Grüne: Bei Ärztepfusch mehr Rechte für Patienten

Heilpraxisnet

Grüne wollen bei Ärztepfusch mehr Rechte für Patienten

16.03.2015

Die Grünen setzen sich für mehr Patientenrechte bei Ärztepfusch ein. Bestehende Regelungen reichen noch nicht aus. Schätzungen über die Zahl der Behandlungsfehler in Deutschland reichen bis zu 170.000 pro Jahr.

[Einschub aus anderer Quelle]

PR #593, opened 2026-07-30
feat(actions): HPA/VPA right-sizing audit with Datadog percentiles and Slack review card

isiddharthsingh:
Adds a scheduled action that compares real Datadog usage against the CPU/memory requests, limits, and HPA `maxReplicas` declared in a team's IaC, opens one PR per materially mis-sized workload, and posts a Slack card with **View PR** and **Dismiss**. Aurora never applies anything — the PR is the change and a human merges it.

Seeded `enabled=False`, so nothing runs on a schedule until someone turns it on.

## What's here

- **`metric_stats` Datadog resource type** — Datadog has no time-percentile capability (every documented route is rejected or silently returns zero series, and both target metrics are gauges), so p95 is computed in Python from rolled-up points, behind a `_P95_BY_SOURCE` dispatch seam with an import-time guard. Returns **one compact row per series** rather than a single fat dict: `_truncate_results` keeps a prefix, so today a 973 KB metrics payload becomes `count: 0`, which is indistinguishable from "no data" and would lead the agent to cut an idle-looking workload. Budgeted at 30 KB against `PASS_THROUGH_CHARS` (40 K), not `MAX_OUTPUT_SIZE` (120 K) — above that an LLM summarizer paraphrases percentiles into plausible fiction.
- **`hpa_vpa_recommendations` table** + RLS, with a partial unique index enforcing at most one live proposal per workload.
- **Lifecycle module** owning all table access plus `close_pull_request` as a provider dispatch (GitHub implemented; GitLab/Bitbucket are a table entry each, not a migration — hence the `vcs_provider` column).
- **Card tools** — `send_hpa_vpa_recommendation` (first agent-callable Slack write tool in the repo) and `list_hpa_vpa_recommendations`, so the prompt checks cooldown state *before* opening a PR.
- **Dismiss handler** — closes the PR and starts a 30-day cooldown, then rewrites the card with the buttons removed.
- **Prompt + registration** — generic; it discovers the metrics and VCS providers rather than assuming them.

## Design decisions worth review

- **Dismiss is DB-first, then GitHub.** A GitHub failure leaves the rec dismissed with the PR open — deliberate. We never nag about a workload a human rejected, and a stale open PR is visible and closable by hand. GitHub-first would risk closing the PR then losing the cooldown.
- **A merged PR is acceptance, not rejection** — status `merged`, no cooldown, or the next genuine drift goes unreported.
- **First `requests.patch` in `server/`.** MCP `update_pull_request` is allowlisted in `mcp_tools.py` but absent from `tool_registry.py`, so `gate_action` denies it in background context. Direct REST is the only reliable path.
- **No `tool_registry.py` entry and no `gate_action` call** on the card tool. It writes only to Aurora's own RLS table and the channel Aurora created; a registry key would be a dead switch (`_is_org_tool_permitted` is only consulted inside `gate_action`, which this native tool never calls), and `gate_action` denies unconditionally in scheduled runs. The working kill switch is `enabled=False` on the action.
- **`resource_type='metrics'` behaviour is unchanged.** Its output contract predates this work and the RCA prompts depend on it; only `metric_stats` auto-picks an interval. A test pins that boundary.
- **Asymmetric sizing rules** live in the prompt because they're judgement, not mechanism: memory decreases check observed `max` (not p95) because the failure mode is an OOM-kill; CPU is symmetric because throttling is recoverable.

## Verification

- **341 tests pass** (84 new feature tests; `tests/architectural/` unchanged at 67).
- Triggered the action end-to-end twice against the live stack: clean `success` runs, and the agent independently built `sum:kubernetes.{cpu.usage.total,memory.usage}{*} by {kube_deployment}` — the intended `sum`-across-pods shape — then wrote the living document and correctly issued no recommendations rather than inventing any.
- Card path exercised live: posted, then updated **in place** on the same row (no duplicate); cooldown suppression and the materially-worse breakthrough both confirmed; double-click Dismiss is a no-op with `dismissed_at` unchanged; merge clears the cooldown; a duplicate live claim is blocked by the partial unique index.
- `/slack/interactions`: valid signature → 200, bad signature → 403, stale timestamp → 403, malformed UUID → 200 with a clean message.

Two bugs found in review and fixed with regression tests: a NaN metric point silently broke `list.sort()` and understated `max` (which guards the OOM rule), and Dismiss closed the PR as the clicker rather than the account that opened it, which would have failed for any org-mate without their own GitHub connection.

## Summary by CodeRabbit

- **New Features**
  - Added HPA/VPA right-sizing audits with pull-request recommendations.
  - Added Slack recommendation cards with View PR and Dismiss actions, cooldown handling, and status updates.
  - Added Datadog metric statistics, including percentile summaries and configurable query intervals.
  - Added recommendation tracking to prevent duplicate or excessive notifications.

- **Bug Fixes**
  - Read-only Ask mode now blocks recommendation-sending actions.
  - Improved handling and messaging for truncated or unusable Datadog results.

- **Documentation**
  - Expanded Datadog guidance, supported resource types, interval behavior, and metric interpretation.

---

Replaces #592, which GitHub auto-closed when the branch was renamed. Same commits, same head SHA (`693be8c6`); no code changed.

### DIFF
--- a/server/chat/backend/agent/tools/cloud_tools.py
+++ b/server/chat/backend/agent/tools/cloud_tools.py
@@ -2213,10 +2213,15 @@ Once you identify which account has the issue, pass account_id (e.g. 'account') 
             func=final_dd_func,
             name="query_datadog",
             description=(
-                "Query Datadog for logs, metrics, monitors, events, traces, hosts, or incidents. "
-                "Set resource_type to 'logs', 'metrics', 'monitors', 'events', 'traces', 'hosts', or 'incidents'. "
+                "Query Datadog for logs, metrics, metric_stats, monitors, events, traces, hosts, or incidents. "
+                "Set resource_type to 'logs', 'metrics', 'metric_stats', 'monitors', 'events', 'traces', "
+                "'hosts', or 'incidents'. Use 'metric_stats' for p50/p95/p99/max per series over long "
+                "windows (capacity and right-sizing questions) -- Datadog cannot compute a time-percentile "
+                "in a query, so 'metrics' plus a percentile rollup does not work. "
                 "Examples: query_datadog(resource_type='logs', query='service:web status:error', time_from='-1h') "
-                "or query_datadog(resource_type='metrics', query='avg:system.cpu.user{*}', time_from='-2h')"
+                "or query_datadog(resource_type='metrics', query='avg:system.cpu.user{*}', time_from='-2h') "
+                "or query_datadog(resource_type='metric_stats', "
+                "query='sum:kubernetes.memory.usage{env:production} by {kube_deployment}', time_from='-30d')"
             ),
             args_schema=QueryDatadogArgs,
         ))
@@ -2470,6 +2475,34 @@ Once you identify which account has the issue, pass account_id (e.g. 'account') 
             logging.info(f"Added {len(specs)} Notion tools for user {user_id} (background={is_background})")
     except Exception as e:
         logging.warning(f"Failed to add Notion tools: {e}")
+
+    # Add HPA/VPA right-sizing card tools -- needs Slack (to post the card) and
+    # GitHub (the PR the card links to). Gated on connectors only: State
+    # .trigger_action_id is never set for background action runs, so there is no
+    # way today to scope these to the right-sizing action specifically.
+    # Excluded from PR review, which is read-only, like every other write tool here.
+    try:
+        # Imported here rather than relying on the Slack block ~1000 lines above:
+        # that name is only bound if this function reached that try block without
+        # raising, so depending on it would fail with UnboundLocalError.
+        from .slack_tool import is_slack_connected as _is_slack_connected
+        from .hpa_vpa_card_tool import HPA_VPA_TOOL_SPECS
+        if (not is_pr_review
+                and _safe_connected(_is_slack_connected, "Slack")
+                and _safe_connected(is_github_connected, "GitHub")):
+            for _func, _name, _schema, _desc in HPA_VPA_TOOL_SPECS:
+                _ctx = with_user_context(_func)
+                _notif = with_completion_notification(_ctx)
+                _final = wrap_func_with_capture(_notif, _name) if tool_capture else _notif
+                tools.append(StructuredTool.from_function(
+                    func=_final,
+                    name=_name,
+                    description=_desc,
+                    args_schema=_schema,
+                ))
+            logging.info(f"Added {len(HPA_VPA_TOOL_SPECS)} HPA/VPA right-sizing tools for user {user_id}")
+    except Exception as e:
+        logging.warning(f"Failed to add HPA/VPA right-sizing tools: {e}")
 
     # Add Jira tools if enabled
     try:
--- a/server/chat/backend/agent/tools/cloud_tools.py
+++ b/server/chat/backend/agent/tools/cloud_tools.py
@@ -1035,12 +1035,16 @@ def get_cloud_tools():
     rca_flag = getattr(state_context, 'trigger_rca_requested', False) if state_context else False
     is_background = getattr(state_context, 'is_background', False) if state_context else False
     is_postmortem_action = getattr(state_context, 'is_postmortem_action', False) if state_context else False
+    is_hpa_vpa_action = getattr(state_context, 'is_hpa_vpa_action', False) if state_context else False
     is_pr_review = getattr(state_context, 'is_pr_review', False) if state_context else False
     is_rca_context = _is_background_rca(state_context, is_background)
     _action_id = getattr(state_context, 'trigger_action_id', None) if state_context else None
     _incident_id = getattr(state_context, 'incident_id', None) if state_context else None
     capture_tag = "capture" if tool_capture else "nocapture"
-    cache_key = f"{user_id}:{capture_tag}:{mode_suffix}:background={is_background}:rca={rca_flag}:postmortem={is_postmortem_action}:is_rca_ctx={is_rca_context}:pr_review={is_pr_review}:action_id={_action_id}:incident={_incident_id}"
+    # hpa_vpa is part of the key for the same reason postmortem is: it changes
+    # which tools are returned, so sharing a cache entry across contexts would
+    # leak the card tool into an ordinary chat (or withhold it from the action).
+    cache_key = f"{user_id}:{capture_tag}:{mode_suffix}:background={is_background}:rca={rca_flag}:postmortem={is_postmortem_action}:hpa_vpa={is_hpa_vpa_action}:is_rca_ctx={is_rca_context}:pr_review={is_pr_review}:action_id={_action_id}:incident={_incident_id}"
     
     current_time = time.time()
     if (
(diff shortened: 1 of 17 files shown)


server/chat/backend/agent/tools/cloud_tools.py
damianloch, line 1: Looks like chats can now post a slack card. The posting of the slack card should be exclusive to the seeded templated action being ran

server/chat/backend/agent/tools/datadog_tool.py
```diff
@@ -147,7 +165,306 @@ def _query_metrics(client, query: str, time_from: str, time_to: str, limit: int)
...
+    values = attrs.get("values") or []
+
+    max_series = min(max(limit, 1), _MAX_STATS_SERIES)
+    rows, used_bytes, truncated = [], 0, False
+    for idx, entry in enumerate(series[:max_series]):
+        meta = entry if isinstance(entry, dict) else {}
+        row = _summarize_series(
+            meta.get("group_tags"),
+            meta.get("unit"),
+            values[idx] if idx < len(values) else [],
```
damianloch: When values is shorter than series, the substituted [] produces points: 0, note: "no non-null points in window", indistinguishable from a genuinely idle workload, which is the exact failure mode this resource type exists to prevent. Fix: Emit a distinct marker (e.g. note: "series metadata present but no values row returned") so the agent can tell a malformed response from real absence.

server/utils/db/db_utils.py
```diff
@@ -1409,6 +1409,63 @@ def initialize_tables():
...
+                        recommendation JSONB NOT NULL DEFAULT '{}'::jsonb,
+                        severity_score NUMERIC,
+                        slack_channel_id VARCHAR(64),
+                        slack_message_ts VARCHAR(64),
+                        action_run_id UUID,
+                        dismissed_by VARCHAR(255),
+                        dismissed_at TIMESTAMP,
+                        cooldown_until TIMESTAMP,
+                        created_at TIMESTAMP DEFAULT CURRENT_TIMESTAMP,
+                        updated_at TIMESTAMP DEFAULT CURRENT_TIMESTAMP
```
damianloch: `cooldown_until` is written as aware UTC but compared with NOW(), the 30-day window drifts on a non-UTC session. TIMESTAMPTZ instead?

server/routes/slack/slack_events.py
```diff
@@ -556,4 +589,207 @@ def _handle_suggestion_details(payload: dict, action: dict, slack_user_id: str,
...
+                dismissed = dismiss_recommendation(cursor, rec_id, clicker_org_id, slack_user_id)
+                # Commit before the GitHub call so a slow API cannot hold the row lock.
+                conn.commit()
+
+        if not dismissed:
+            logger.info(f"Recommendation {rec_id} was already dismissed; no-op")
+            if client:
+                _send_ephemeral(client, channel_id, slack_user_id,
+                                "That recommendation was already dismissed.")
+            return jsonify({"text": ""}), 200
```
damianloch: The DB transition and PR close are unconditional, but every piece of feedback — ephemerals and _rewrite_dismissed_card — is gated on if client: / an early return when get_slack_client_for_user yields None, so the workload gets a 30-day cooldown and the PR gets closed while the card keeps its live Dismiss button and no message appears.

server/routes/slack/slack_events.py
```diff
@@ -556,4 +589,207 @@ def _handle_suggestion_details(payload: dict, action: dict, slack_user_id: str,
...
+                           "No cooldown applied.")
+        elif close_result.get("success"):
+            status_line = (f"*Status:* Dismissed by <@{slack_user_id}> -- PR #{pr_number} closed. "
+                           f"Aurora will not raise this workload again for {HPA_VPA_COOLDOWN_DAYS} days.")
+        else:
+            logger.error(
+                f"Failed to close PR #{pr_number} for recommendation {rec_id}: {close_result.get('error')}"
+            )
+            status_line = (f"*Status:* Dismissed by <@{slack_user_id}> -- PR #{pr_number} could not be "
+                           "closed automatically; please close it on GitHub.")
```
damianloch: status_line says "could not be closed automatically; please close it on GitHub", but the rewrite passes with_actions=False, which drops the entire actions block including the View PR button — so the one message asking for manual work deletes the only link to the PR.

server/routes/slack/slack_events.py
damianloch, line 1: Invalid UUID, unresolvable org, and unauthenticated-without-workspace-token all return an empty 200 with no ephemeral, so the click is indistinguishable from a broken button

server/routes/slack/slack_events.py
```diff
@@ -556,4 +589,207 @@ def _handle_suggestion_details(payload: dict, action: dict, slack_user_id: str,
...
+                if not row or row[0] != clicker_org_id:
+                    logger.warning(
+                        f"Slack user {sanitize(slack_user_id)} tried to dismiss recommendation outside their org"
+                    )
+                    if client:
+                        _send_ephemeral(client, channel_id, slack_user_id,
+                                        "Unauthorized: that recommendation does not belong to your organization.")
+                    return jsonify({"text": ""}), 200
+
+                dismissed = dismiss_recommendation(cursor, rec_id, clicker_org_id, slack_user_id)
```
damianloch, line 745: maybe there should be a ui confirmation for users if they want to mute it for 30 days or not

server/services/actions/hpa_vpa_recommendations.py
```diff
@@ -0,0 +1,488 @@
...
+
+
+def mark_superseded(cursor, rec_id: str) -> None:
+    """Retire a row whose mis-size worsened, or that a newer rec took over."""
+    cursor.execute(
+        """UPDATE hpa_vpa_recommendations
+              SET status = %s, cooldown_until = NULL, updated_at = NOW()
+            WHERE id = %s::uuid""",
+        (STATUS_SUPERSEDED, rec_id),
+    )
```
damianloch, line 527: mark_superseded is committed before the Slack post, but the post's compensation path only deletes the new claim, the superseded dismissal is never restored, so the remaining anti-nag window is gone for good.

server/services/actions/hpa_vpa_recommendations.py
```diff
@@ -0,0 +1,488 @@
...
+            body = resp.json()
+        except ValueError:
+            body = {}
+        # A merged PR means the human already accepted. GitHub reports the
+        # merge rather than erroring, and treating it as a rejection would
+        # start an anti-nag window on an *approved* change.
+        if body.get("merged"):
+            return {"success": True, "already_merged": True, "state": body.get("state")}
+        return {"success": True, "state": body.get("state", "closed")}
+    if resp.status_code == 404:
```
damianloch, line 666: i think this should be treated as a error or reqiures more code to tell if its realyl a success. Maybe a use toast saying not reachable

server/chat/backend/agent/tools/hpa_vpa_card_tool.py
damianloch, line 1: severity_score is an LLM-supplied argument. Someone clicks Dismiss and gets 30 days of quiet but the AI is allowed to break that silence early if the problem got 25% worse, but the AI is the one reporting how bad it is so this sort of doesnt make sense

server/services/actions/hpa_vpa_action.py
```diff
@@ -0,0 +1,201 @@
...
+  per-dimension current, recommended, and evidence values, and the autoscaler so the card can
+  explain a partial recommendation. Omit any dimension you are not recommending a change to.
+- If it returns `suppressed`, that is the anti-nag rule working correctly. Record it in the
+  living document and move on. **Do not work around it** -- do not re-post, rename the
+  workload, or open the PR anyway.
+- If you found no material mis-sizing anywhere: no PR, no card. Update the living document
+  with which workloads you checked, over what window, and what you found. That is a good
+  outcome, not a failed run.
+
+Hard anti-slop rules:
```
damianloch: this is user facing and doesn't sound professional

server/services/actions/hpa_vpa_action.py
damianloch, line 1: This sort of assumes the user already has slack connected. Its not really generalizable to the sense where anyone with any infra gets a similar expeirence

damianloch (changes requested):

server/routes/slack/slack_events.py
```diff
@@ -556,4 +589,207 @@ def _handle_suggestion_details(payload: dict, action: dict, slack_user_id: str,
...
+        #    except the opener's own.
+        pr_number = dismissed.get("pr_number")
+        close_as_user_id = dismissed.get("user_id") or clicker_user_id
+        close_result = close_pull_request(
+            close_as_user_id,
+            dismissed.get("vcs_provider") or "github",
+            dismissed.get("repo_full_name") or "",
+            pr_number,
+            timeout=_GITHUB_CLOSE_TIMEOUT,
+        ) if pr_number else {"error": "No PR recorded for this recommendation"}
```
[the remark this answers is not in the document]
isiddharthsingh: not fixed, deliberately. the clicker is already authenticated and org-verified, and default casbin policy gives actions:write to editor and above, so only viewers slip through. adding an enforcer call inside slack's ~3s ack budget costs real reliability for that narrow gap. worth doing when the pr close and card rewrite move to celery.

server/chat/backend/agent/tools/cloud_tools.py
isiddharthsingh: not fixed here, and you are right. i cannot gate it today: state.trigger_action_id is never set for background action runs, only the foreground /action path sets it. the precedent is is_postmortem_action, plumbed through chat/background/task.py via a system_key lookup, so it is about 10 lines there plus state.py. today it is gated on slack + github + not is_pr_review, so interactive users in a connected org do see the tool. your call whether that lands here or as a follow up.

server/chat/backend/agent/tools/datadog_tool.py
isiddharthsingh: fixed. values_missing is now tracked per series and passed into _summarize_series, which emits malformed_response: true with a note saying it is a broken response and not an idle workload. also surfaced malformed_series at the top level since a per row flag is easy to miss across 70 rows. went further than length: a null or non list entry inside a full length values array is caught too.

server/utils/db/db_utils.py
isiddharthsingh: fixed, and it was a live bug not a style point. all four columns are timestamptz now, plus a guarded migration for existing rows. proved it on a live table: 702 hours to expiry on both a utc and an america/los_angeles session, where before it drifted by the offset. the first migration i wrote was itself not idempotent and re-shifted 5 hours per boot, so it is now wrapped in a do block that only converts columns still naive.

server/routes/slack/slack_events.py
isiddharthsingh: fixed. _send_ephemeral now guards internally instead of every caller doing if client, and a new _slack_client_for_feedback falls back to the workspace token when the clicker has no personal slack credential. also added ephemerals to the invalid uuid and unresolvable org branches, so the db transition and the feedback can no longer diverge.

server/routes/slack/slack_events.py
isiddharthsingh: fixed. added a link_only mode to the card builder, used on the two branches that ask a human to close the pr themselves. dismiss is still dropped so the card cannot be re-clicked, but view pr survives since it is a url link out and carries no action. verified all three variants render: dismissed card has no buttons, manual work card keeps view pr only.

server/routes/slack/slack_events.py
isiddharthsingh: fixed. all three branches now send an ephemeral before returning the empty 200. the body stays empty on purpose because a non empty text in a block_actions response replaces the original message and would wipe the card, so the ephemeral is what makes the click distinguishable from a dead button.

server/routes/slack/slack_events.py
isiddharthsingh: not fixed, agreed it is a good idea but out of scope here. a confirm step needs a slack modal, views.open plus a view_submission handler, which is new interaction plumbing rather than a change to this flow. worth filing separately. the current mitigation is that dismiss is reversible in effect: the cooldown can be superseded if the mis-size materially worsens.

server/services/actions/hpa_vpa_recommendations.py
isiddharthsingh: fixed, good catch. added restore_superseded and it is called on every failed post path. also stopped nulling cooldown_until in mark_superseded: it is invisible to every read path since they all filter on status, but it was destroying the only record of how much window was left. verified live that claim, dismiss, supersede, restore round trips with cooldown_until preserved, and a double restore is a safe no op.

server/services/actions/hpa_vpa_recommendations.py
isiddharthsingh: fixed. github returns 404 for both deleted and no access deliberately, so it stays idempotent, but it now returns unverified: true with a detail string and the card says aurora could not confirm the pr is closed and asks the reviewer to check, rather than claiming it was closed. the view pr link is kept on that card so there is something to click.

server/chat/backend/agent/tools/hpa_vpa_card_tool.py
isiddharthsingh: fixed, this was the strongest catch. removed severity_score from the tool args entirely. severity is now derived server side from the same current and recommended display strings the model has to state anyway, via a kubernetes quantity parser. verified a model claiming a large mis-size while stating small values can no longer break a cooldown. also guarded cross unit division, since a 512m vs 256Mi typo used to produce severity 5.2e8 and break any cooldown.

server/services/actions/hpa_vpa_action.py
isiddharthsingh: fixed. renamed the block to hard rules. the rules themselves are unchanged, only the heading, since these instructions are user visible and editable per org in the actions ui.

server/services/actions/hpa_vpa_action.py
isiddharthsingh: fixed in the prompt, partly. step 9 now treats the card as one surface among several: it calls the tool if available, and if not it records the same per dimension evidence in the living document and says no card surface was available, so a run without slack is a complete run rather than a failed one. the tool itself is still slack only. google chat is the realistic second renderer since it has real callback buttons and a live CARD_CLICKED router, and the card builder already takes a neutral dict for that reason, so it is an addition not a rewrite. worth confirming whether that is needed before ship.

server/chat/backend/agent/tools/cloud_tools.py
damianloch: You can let this tool only be registered in list for agent to see if that specifc action is being ran, shouldnt be complicated

server/routes/slack/slack_events.py
damianloch: I don't think thats much work should only be a few lines of code. Even a small disclaimer is better than nothing here cuz the user doenst know that pressing the close PR button mutes it for 30 days. Maybe it was teh correct PR but its a duplicate for example. We are assuming the reason they close the PR which shouldnt be done blindly

server/chat/backend/agent/tools/cloud_tools.py
isiddharthsingh: you were right. action_id is in trigger_metadata, so i resolved is_hpa_vpa_action in task.py via a system_key lookup, generalising the existing postmortem helper. fails closed, and added to the tool cache key.

server/routes/slack/slack_events.py
isiddharthsingh: you were right, no modal needed. slack buttons take a native confirm field — plain block payload, existing handler unchanged, cancel never reaches the server.

 dialog: "Closes PR #x and mutes this workload for 30 days. Only want the PR gone (duplicate, or you will handle it)? Close it on the repo instead, so Aurora keeps watching this workload."

note: my first version failed with invalid_blocks — 356 chars against slack's 300 limit kills the whole message. now 183, with _clip guards and tests pinning the limits.

damianloch (approved):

Mehr Rechte für Patienten gefordert
Die Grünen verlangen bei Ärztepfusch mehr Rechte für Patienten, berichtet die „Frankfurter Allgemeine Zeitung“ (FAZ). Die gesundheitspolitische Sprecherin der Grünen-Fraktion, Maria Klein-Schmeink, sagte demnach gegenüber der Deutschen Presse-Agentur (dpa), „dass die verfahrenstechnischen Hürden für geschädigte Patientinnen und Patienten“ auch zwei Jahre nach Inkrafttreten des Patientenrechtegesetzes „immer noch zu hoch sind“. Dies zeige sich insbesondere daran, dass die Zahl der Gerichtsverfahren wegen Behandlungsfehlern nicht zugenommen habe. Damit Patienten eine faire Chance vor Gericht hätten, muss die Beweislast für Betroffene laut der Politikerin weiter gesenkt werden.

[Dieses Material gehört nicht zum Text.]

PR #599, opened 2026-08-14
Add Gemini 3.6 Flash and 3.5 Flash-Lite as supported Vertex models.

damianloch:
Replace 3.5 Flash in the UI picker with 3.6 Flash, add Flash-Lite for guardrails and high-throughput use, and update docs, pricing, and routing accordingly. Also limited what models are shown in the model picker based on api keys and llm provider mode that is configured

## Summary by CodeRabbit

- **New Features**
  - Added dynamic model availability based on configured providers and credentials.
  - Added support for Gemini 3.6 Flash, Gemini 3.5 Flash, and Gemini 3.5 Flash Lite across Google AI and Vertex AI.
  - Improved model selection with validation, fallback handling, and provider-specific visibility.

- **Bug Fixes**
  - Prevented unsupported thinking configuration for Flash Lite models.
  - Added accurate context limits and pricing for newly supported models.

- **Documentation**
  - Updated deployment and Vertex AI configuration examples for the latest Gemini models.


isiddharthsingh:
tested this locally against vertex and the models themselves are fine, 3.6 flash and 3.5 flash-lite both respond and the flash-lite thinking skip does what it should.

few things on pricing though. google/gemini-3.5-flash and vertex/gemini-3.5-flash are set to 0.0005/0.003 but google lists 3.5 flash at $1.50 in / $9.00 out per 1M, so it's 3x under. looks like those got copied from the existing gemini-3-flash row since the numbers are identical. worth fixing because 3.5 flash ends up as catalog[0] in vertex mode, so it's the default model people land on. the 3.6 flash numbers are correct today but that's introductory pricing that goes to $1.50/$7.50 on jan 1 2027, so maybe worth a comment next to it so it doesn't quietly go stale. also flash-lite has a cached_input value but google lists context caching as "not available" for that model. (coderabbit's pricing comment was right on both counts, it was quoting 3.6's post-2027 rate and 3.5's current rate.)

on the frontend, the localstorage migration in ModelSelector.tsx clears the saved model instead of persisting it. hit this live: switching to vertex correctly migrated my selection to vertex/gemini-3.1-pro-preview, but localStorage.selectedModel came back null and after a reload it fell through to catalog[0] (gemini 3.5 flash) instead of what it had just migrated to. the else if on line 204 can never run when savedModel is truthy, so the migrated value never gets written. picking from the dropdown manually persists fine, it's only the auto migration path.

last one, changing the effect dep from [] to [visibleModels] means it now reruns every time the picker query revalidates on tab focus, since useQuery hands back a fresh object each fetch. if you open a saved session that used a different model, ChatClient.tsx:202 sets selectedModel from the session uiState without touching localstorage, so the next revalidation quietly resets you back to the localstorage model mid conversation, and the next message writes that wrong model back into the session. previously the effect was mount-only so it couldn't stomp on a restored session.

isiddharthsingh (approved):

Patientenrechtegesetz hat nicht erhoffte Wirkung erzielt
Wie die FAZ schreibt, geht aus einer Antwort der Bundesregierung auf eine Anfrage der Grünen hervor, dass sich in den Jahren 2010 bis 2013 die Zahl der Verfahren vor Amts- oder Landgerichten gleichbleibend bei etwa 10.000 Fällen bewegte. In der Antwort, die der dpa vorliegt, heißt es, dass die Zahlen für 2014 noch nicht vorlägen. Von den Grünen wird daraus geschlossen, dass das im Februar 2013 in Kraft getretene Patientenrechtegesetz nicht die erhoffte Stärkung der Opfer gebracht habe.

Überwachung der ärztlichen Berufspflichten
Die schwarz-rote Bundesregierung steht den Angaben zufolge einer zentralen Erfassung von Verfahren zu ärztlichen Behandlungsfehlern und deren Veröffentlichung skeptisch gegenüber. So wird in der Antwort mitgeteilt, dass gegen eine bundeseinheitliche Auswertung von Verfahren in Arzthaftungssachen spreche, dass die Überwachung der ärztlichen Berufspflichten wie auch die Rechtsprechung der Amts-, Land- und Oberlandesgerichte dazu nach dem Grundgesetz Aufgaben der Länder seien.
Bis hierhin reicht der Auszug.